__What you will do__:
Could you retype, exactly as written, every line from the top of the records through the line that contains "## What this does"?

__Extracted material__:
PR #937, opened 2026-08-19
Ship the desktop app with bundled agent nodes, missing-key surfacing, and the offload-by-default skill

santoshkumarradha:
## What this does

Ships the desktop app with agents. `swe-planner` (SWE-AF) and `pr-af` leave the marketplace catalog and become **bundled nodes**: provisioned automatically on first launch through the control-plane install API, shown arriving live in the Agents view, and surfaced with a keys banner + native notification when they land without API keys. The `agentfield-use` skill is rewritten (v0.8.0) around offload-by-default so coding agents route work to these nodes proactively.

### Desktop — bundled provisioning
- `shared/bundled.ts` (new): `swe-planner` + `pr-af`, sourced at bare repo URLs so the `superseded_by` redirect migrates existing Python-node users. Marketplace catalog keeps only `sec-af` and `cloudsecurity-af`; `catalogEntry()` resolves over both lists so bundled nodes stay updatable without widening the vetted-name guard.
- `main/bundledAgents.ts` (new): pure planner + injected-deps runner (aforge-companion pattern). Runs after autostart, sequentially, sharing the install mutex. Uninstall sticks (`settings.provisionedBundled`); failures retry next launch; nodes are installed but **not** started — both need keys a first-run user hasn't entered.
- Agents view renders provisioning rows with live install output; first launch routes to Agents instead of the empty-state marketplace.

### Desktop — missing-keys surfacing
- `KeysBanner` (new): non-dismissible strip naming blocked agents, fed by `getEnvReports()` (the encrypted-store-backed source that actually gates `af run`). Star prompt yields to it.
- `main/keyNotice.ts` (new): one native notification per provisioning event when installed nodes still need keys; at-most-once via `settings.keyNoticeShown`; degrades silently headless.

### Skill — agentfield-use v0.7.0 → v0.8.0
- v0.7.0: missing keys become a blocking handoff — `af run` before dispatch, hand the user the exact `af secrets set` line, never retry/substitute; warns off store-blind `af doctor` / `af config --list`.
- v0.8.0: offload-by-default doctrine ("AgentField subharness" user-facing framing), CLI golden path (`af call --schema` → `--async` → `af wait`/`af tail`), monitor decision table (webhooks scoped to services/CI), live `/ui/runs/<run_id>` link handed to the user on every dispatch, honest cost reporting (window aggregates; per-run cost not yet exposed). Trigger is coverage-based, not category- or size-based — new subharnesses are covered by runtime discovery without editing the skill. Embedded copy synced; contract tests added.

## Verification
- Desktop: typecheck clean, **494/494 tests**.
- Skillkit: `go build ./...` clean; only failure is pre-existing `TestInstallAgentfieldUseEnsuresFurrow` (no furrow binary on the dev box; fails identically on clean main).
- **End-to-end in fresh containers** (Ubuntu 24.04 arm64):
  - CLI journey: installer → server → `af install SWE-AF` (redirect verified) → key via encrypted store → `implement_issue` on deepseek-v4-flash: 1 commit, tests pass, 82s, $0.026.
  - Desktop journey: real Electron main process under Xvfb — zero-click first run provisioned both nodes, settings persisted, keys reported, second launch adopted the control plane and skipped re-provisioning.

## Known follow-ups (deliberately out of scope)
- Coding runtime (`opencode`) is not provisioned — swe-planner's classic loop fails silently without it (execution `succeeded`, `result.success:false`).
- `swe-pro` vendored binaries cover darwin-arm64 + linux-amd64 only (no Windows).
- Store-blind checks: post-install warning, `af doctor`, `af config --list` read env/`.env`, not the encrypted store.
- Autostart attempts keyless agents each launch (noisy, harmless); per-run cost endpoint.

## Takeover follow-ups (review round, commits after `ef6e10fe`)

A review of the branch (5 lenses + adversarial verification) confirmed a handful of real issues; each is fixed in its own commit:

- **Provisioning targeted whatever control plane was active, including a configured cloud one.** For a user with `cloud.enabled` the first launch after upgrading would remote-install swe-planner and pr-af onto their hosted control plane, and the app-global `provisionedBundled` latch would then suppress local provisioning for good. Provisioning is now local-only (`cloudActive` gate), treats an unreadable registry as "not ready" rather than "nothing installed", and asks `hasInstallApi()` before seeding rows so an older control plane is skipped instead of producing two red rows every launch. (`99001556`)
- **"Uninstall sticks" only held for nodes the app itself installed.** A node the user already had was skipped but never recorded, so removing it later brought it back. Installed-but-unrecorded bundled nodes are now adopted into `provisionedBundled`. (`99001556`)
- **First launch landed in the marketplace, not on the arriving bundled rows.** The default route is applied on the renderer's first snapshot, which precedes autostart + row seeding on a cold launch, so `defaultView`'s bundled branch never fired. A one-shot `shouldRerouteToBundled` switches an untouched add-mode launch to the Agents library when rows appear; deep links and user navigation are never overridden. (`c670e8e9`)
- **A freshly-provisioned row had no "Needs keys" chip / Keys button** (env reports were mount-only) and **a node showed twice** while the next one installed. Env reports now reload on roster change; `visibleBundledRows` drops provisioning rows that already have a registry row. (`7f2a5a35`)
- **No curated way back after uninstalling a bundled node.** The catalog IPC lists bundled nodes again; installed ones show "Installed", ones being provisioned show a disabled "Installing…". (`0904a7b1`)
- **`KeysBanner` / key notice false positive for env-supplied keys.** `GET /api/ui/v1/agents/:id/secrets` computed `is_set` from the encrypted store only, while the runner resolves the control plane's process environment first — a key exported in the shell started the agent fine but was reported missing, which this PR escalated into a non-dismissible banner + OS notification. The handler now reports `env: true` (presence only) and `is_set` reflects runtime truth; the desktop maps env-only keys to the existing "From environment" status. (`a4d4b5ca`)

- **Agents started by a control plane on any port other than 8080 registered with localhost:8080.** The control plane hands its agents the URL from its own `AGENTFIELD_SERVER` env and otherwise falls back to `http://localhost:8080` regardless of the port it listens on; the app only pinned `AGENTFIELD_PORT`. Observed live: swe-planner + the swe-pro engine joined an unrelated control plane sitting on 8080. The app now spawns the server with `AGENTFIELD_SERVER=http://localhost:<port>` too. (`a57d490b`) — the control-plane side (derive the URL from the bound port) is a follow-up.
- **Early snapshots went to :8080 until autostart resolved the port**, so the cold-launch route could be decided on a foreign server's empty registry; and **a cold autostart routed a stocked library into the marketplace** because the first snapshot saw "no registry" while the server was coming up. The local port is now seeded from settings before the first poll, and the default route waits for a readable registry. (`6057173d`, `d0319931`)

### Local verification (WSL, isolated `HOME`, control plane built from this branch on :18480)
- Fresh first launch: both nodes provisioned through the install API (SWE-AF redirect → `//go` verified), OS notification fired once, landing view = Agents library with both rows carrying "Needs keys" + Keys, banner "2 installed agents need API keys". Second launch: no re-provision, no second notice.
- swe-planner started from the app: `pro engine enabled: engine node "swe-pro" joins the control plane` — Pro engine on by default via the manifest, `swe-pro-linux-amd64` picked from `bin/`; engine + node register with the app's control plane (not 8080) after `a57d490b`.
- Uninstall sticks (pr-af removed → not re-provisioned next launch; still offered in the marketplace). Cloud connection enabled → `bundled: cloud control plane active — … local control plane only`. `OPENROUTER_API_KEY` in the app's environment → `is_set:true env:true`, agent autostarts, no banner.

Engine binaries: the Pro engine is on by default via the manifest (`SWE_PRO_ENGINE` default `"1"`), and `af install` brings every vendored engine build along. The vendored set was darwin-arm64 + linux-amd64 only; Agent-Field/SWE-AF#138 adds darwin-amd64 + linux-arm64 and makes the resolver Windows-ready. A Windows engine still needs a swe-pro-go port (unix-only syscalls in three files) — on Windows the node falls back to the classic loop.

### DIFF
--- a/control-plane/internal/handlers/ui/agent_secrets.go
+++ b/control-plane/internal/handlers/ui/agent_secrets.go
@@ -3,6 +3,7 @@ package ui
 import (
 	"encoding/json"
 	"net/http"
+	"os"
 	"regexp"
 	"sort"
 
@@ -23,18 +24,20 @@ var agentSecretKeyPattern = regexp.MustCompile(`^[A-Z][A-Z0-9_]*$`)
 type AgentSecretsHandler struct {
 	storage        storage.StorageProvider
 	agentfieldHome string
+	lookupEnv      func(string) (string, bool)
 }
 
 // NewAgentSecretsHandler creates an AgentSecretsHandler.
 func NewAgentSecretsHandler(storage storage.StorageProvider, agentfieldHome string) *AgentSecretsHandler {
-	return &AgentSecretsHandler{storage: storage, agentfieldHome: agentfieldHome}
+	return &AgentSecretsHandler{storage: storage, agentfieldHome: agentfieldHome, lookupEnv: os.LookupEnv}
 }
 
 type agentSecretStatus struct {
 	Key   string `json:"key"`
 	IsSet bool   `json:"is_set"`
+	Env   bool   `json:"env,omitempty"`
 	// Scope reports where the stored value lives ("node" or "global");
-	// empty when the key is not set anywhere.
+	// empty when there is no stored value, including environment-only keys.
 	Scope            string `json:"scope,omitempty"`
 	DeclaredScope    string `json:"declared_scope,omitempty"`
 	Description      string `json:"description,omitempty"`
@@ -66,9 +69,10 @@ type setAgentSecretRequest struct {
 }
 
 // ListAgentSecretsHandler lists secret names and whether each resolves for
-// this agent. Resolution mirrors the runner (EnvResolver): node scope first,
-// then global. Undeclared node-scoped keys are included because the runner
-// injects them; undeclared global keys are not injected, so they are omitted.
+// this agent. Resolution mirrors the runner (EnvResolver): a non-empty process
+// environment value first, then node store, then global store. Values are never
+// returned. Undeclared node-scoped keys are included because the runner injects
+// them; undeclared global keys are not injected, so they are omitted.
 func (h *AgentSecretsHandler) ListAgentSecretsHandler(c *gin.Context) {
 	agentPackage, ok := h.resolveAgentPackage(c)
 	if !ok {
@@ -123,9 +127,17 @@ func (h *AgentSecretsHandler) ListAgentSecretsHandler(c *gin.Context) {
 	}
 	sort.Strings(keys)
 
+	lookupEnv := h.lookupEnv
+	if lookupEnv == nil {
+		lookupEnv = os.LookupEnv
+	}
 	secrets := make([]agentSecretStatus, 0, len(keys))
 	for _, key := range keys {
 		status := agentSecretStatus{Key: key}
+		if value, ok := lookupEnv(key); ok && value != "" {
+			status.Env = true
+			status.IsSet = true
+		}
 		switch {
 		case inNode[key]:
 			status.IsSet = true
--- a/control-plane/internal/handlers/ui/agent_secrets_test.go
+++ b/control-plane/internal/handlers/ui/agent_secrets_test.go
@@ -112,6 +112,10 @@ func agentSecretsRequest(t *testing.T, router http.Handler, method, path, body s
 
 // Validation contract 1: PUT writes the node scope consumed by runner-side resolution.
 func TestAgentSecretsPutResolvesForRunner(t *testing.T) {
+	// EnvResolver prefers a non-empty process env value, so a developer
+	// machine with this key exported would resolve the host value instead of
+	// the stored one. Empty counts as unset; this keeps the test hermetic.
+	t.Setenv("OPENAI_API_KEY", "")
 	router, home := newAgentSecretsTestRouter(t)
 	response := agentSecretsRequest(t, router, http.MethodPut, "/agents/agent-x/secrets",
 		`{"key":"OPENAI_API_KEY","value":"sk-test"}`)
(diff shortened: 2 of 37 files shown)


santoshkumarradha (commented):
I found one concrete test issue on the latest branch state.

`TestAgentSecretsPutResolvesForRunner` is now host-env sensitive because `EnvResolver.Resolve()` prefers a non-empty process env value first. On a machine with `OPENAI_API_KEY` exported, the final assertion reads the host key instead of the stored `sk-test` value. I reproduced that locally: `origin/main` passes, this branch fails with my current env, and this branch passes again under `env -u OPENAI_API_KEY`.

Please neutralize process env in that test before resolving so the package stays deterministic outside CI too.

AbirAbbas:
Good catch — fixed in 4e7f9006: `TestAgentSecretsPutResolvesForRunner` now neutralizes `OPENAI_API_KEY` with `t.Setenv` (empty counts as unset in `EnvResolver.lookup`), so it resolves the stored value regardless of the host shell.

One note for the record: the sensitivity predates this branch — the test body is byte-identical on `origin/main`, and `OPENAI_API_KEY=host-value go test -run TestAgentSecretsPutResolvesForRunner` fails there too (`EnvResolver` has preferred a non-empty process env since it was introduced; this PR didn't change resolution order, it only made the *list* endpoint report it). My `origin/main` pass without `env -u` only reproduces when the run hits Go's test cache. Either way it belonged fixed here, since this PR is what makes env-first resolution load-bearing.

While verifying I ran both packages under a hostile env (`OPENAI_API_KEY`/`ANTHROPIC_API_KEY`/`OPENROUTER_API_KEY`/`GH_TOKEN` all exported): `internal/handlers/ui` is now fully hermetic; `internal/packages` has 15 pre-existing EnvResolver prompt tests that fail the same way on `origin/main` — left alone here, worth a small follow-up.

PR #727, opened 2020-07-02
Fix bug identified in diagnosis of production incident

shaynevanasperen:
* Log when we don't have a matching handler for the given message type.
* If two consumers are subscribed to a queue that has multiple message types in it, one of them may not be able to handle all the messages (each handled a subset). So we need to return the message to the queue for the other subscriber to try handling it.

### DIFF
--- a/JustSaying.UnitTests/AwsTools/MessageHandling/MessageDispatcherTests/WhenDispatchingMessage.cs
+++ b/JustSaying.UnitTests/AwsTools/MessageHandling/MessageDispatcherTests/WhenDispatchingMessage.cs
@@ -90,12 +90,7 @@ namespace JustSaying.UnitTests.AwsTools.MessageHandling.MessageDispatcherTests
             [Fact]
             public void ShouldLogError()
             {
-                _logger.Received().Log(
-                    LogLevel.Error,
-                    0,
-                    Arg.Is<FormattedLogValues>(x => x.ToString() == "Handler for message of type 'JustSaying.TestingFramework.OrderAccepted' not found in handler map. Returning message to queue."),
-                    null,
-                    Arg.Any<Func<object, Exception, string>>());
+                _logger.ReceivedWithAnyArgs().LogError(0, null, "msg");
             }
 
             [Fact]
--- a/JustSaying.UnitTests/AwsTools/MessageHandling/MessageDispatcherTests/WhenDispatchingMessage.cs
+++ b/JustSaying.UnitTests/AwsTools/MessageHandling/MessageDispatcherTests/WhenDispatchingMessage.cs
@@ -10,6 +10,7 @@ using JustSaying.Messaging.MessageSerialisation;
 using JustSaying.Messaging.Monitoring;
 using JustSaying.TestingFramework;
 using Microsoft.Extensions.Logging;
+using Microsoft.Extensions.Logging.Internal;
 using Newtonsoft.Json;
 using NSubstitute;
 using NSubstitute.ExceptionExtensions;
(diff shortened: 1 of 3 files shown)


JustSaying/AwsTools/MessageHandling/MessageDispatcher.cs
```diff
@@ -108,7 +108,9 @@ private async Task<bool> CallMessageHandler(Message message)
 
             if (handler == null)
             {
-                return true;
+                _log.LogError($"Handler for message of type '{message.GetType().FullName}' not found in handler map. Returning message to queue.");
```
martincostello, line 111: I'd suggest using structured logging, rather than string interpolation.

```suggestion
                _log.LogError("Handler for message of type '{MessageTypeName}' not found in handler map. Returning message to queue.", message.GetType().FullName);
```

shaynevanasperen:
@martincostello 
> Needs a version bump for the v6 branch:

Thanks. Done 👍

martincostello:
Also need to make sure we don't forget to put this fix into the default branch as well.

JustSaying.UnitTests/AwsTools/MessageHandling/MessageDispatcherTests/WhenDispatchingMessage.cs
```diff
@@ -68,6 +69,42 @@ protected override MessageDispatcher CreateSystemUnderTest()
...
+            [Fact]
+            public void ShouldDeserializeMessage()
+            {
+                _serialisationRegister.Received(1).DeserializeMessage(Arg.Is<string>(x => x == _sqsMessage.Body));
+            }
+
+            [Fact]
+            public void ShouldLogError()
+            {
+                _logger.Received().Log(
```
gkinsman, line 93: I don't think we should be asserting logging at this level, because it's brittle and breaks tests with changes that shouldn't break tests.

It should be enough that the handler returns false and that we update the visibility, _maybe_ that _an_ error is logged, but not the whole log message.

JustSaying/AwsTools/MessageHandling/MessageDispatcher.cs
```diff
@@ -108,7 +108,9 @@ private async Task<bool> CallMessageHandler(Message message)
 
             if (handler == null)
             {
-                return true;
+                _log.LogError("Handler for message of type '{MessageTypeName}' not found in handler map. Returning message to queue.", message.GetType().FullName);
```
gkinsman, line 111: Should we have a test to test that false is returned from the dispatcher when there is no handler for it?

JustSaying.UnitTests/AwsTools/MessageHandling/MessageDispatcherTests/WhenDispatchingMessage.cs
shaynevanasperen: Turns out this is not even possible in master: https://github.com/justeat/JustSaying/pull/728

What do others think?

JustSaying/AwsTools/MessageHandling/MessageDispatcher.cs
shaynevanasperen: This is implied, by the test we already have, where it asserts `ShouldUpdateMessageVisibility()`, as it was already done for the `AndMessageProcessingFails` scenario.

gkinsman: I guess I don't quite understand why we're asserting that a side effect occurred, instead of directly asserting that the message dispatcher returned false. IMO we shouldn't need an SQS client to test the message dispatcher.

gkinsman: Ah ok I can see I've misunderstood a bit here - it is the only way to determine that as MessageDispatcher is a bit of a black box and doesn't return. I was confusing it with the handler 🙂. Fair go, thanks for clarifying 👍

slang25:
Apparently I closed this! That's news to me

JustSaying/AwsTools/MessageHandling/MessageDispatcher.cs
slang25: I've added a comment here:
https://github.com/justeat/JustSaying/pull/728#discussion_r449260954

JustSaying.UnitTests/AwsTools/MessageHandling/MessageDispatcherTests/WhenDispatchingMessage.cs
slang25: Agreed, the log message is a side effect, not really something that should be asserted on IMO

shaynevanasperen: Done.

__Answer for the task__:
PR #937, opened 2026-08-19
Ship the desktop app with bundled agent nodes, missing-key surfacing, and the offload-by-default skill

santoshkumarradha:
## What this does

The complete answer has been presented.